Весть о гибели Орхана Джемаля пришла неожиданно и стала информационной сенсацией: российский журналист с коллегами погиб в Африке. Об этом сообщалось в топе новостей Яндекса и об этом написали многочисленные издания, которые при жизни Орхана никогда бы его не опубликовали и не процитировали. В некотором смысле — профессиональный успех, даже собственную смерть сделать темой для многочисленных публикаций.
В общем, умер Орхан так же, как и жил. Неординарно, драматично, экстремально. Мог бы погибнуть гораздо раньше, когда делал репортаж о гражданской войне в Ливии и входил в Триполи вместе с повстанцами — попал под огонь крупнокалиберного пулемета и чуть не потерял ногу.

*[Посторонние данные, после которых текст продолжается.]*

Issue #1303, opened 2020-12-25
"about" (settings/help) should state this is ungoogled cromium


htgoebel:
As a user I want to verify I'm actually running the "ungoogled" version of chromium. The natruel place for this IMHO woulde be the "about" page, which in chromium is `chrome://settings/help`.

Example of possible solution:
Version 87.0.4280.88 (**Ungoogled** Build) (64-Bit)

PR #1332, opened 2021-01-16
Add extra channel info

wchen342:
Add "Ungoogled Chromium" as extra channel infomation. Solves #1303.

*nix version is tested on Fedora. Windows version is untested.

### DIFF
--- a/patches/extra/ungoogled-chromium/add-extra-channel-info.patch
+++ b/patches/extra/ungoogled-chromium/add-extra-channel-info.patch
@@ -1,0 +1,22 @@
+description: change extra channel info to "Ungoogled Chromium"
+author: Wengling Chen <feiyu2817@gmail.com>
+
+---
+ components/version_ui_strings.grdp |    4 ++--
+ 1 file changed, 2 insertions(+), 2 deletions(-)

С Орханом меня познакомил его отец — Гейдар Джемаль. Странный, яркий и противоречивый человек, пытавшийся создать исламскую версию Теологии освобождения и нередко метавшийся между политическими и идеологическими крайностями. Орхан был верным сыном, не только в плане поддержки отца в его публичных позициях, но и в том, что старался жить в соответствии с теми идеями, которые отец проповедовал. Он мог быть, с моей точки зрения, крайне непоследователен политически, но всегда был искренен.
Когда я был вынужден уйти из «Новой газеты», он занял мое место в отделе политики и старался поддерживать тот же радикальный и активистский дух, который был у этого издания в начале 2000-х годов, когда главным идейным ориентиром был не идеологический либерализм, а скорее яркая, искренняя и бескомпромиссная критика социально-политических порядков в стране. Потом Орхан покинул «Новую газету», как и многие радикальные авторы того же призыва. Он был с нами на Европейском социальном форуме, выступал на различных собраниях, то появляясь в среде левых, то исчезая.
Последний раз я столкнулся с ним в магазине продуктов. Орхан был мрачен и дезориентирован. Жаловался, что не печатают и нет настоящего дела.
Такое дело он нашел в Африке, снимая фильм про ЧВК Вагнера.
Дело это стоило ему жизни. Но мне не кажется, что такой поворот событий стал неожиданностью. Он был к этому готов.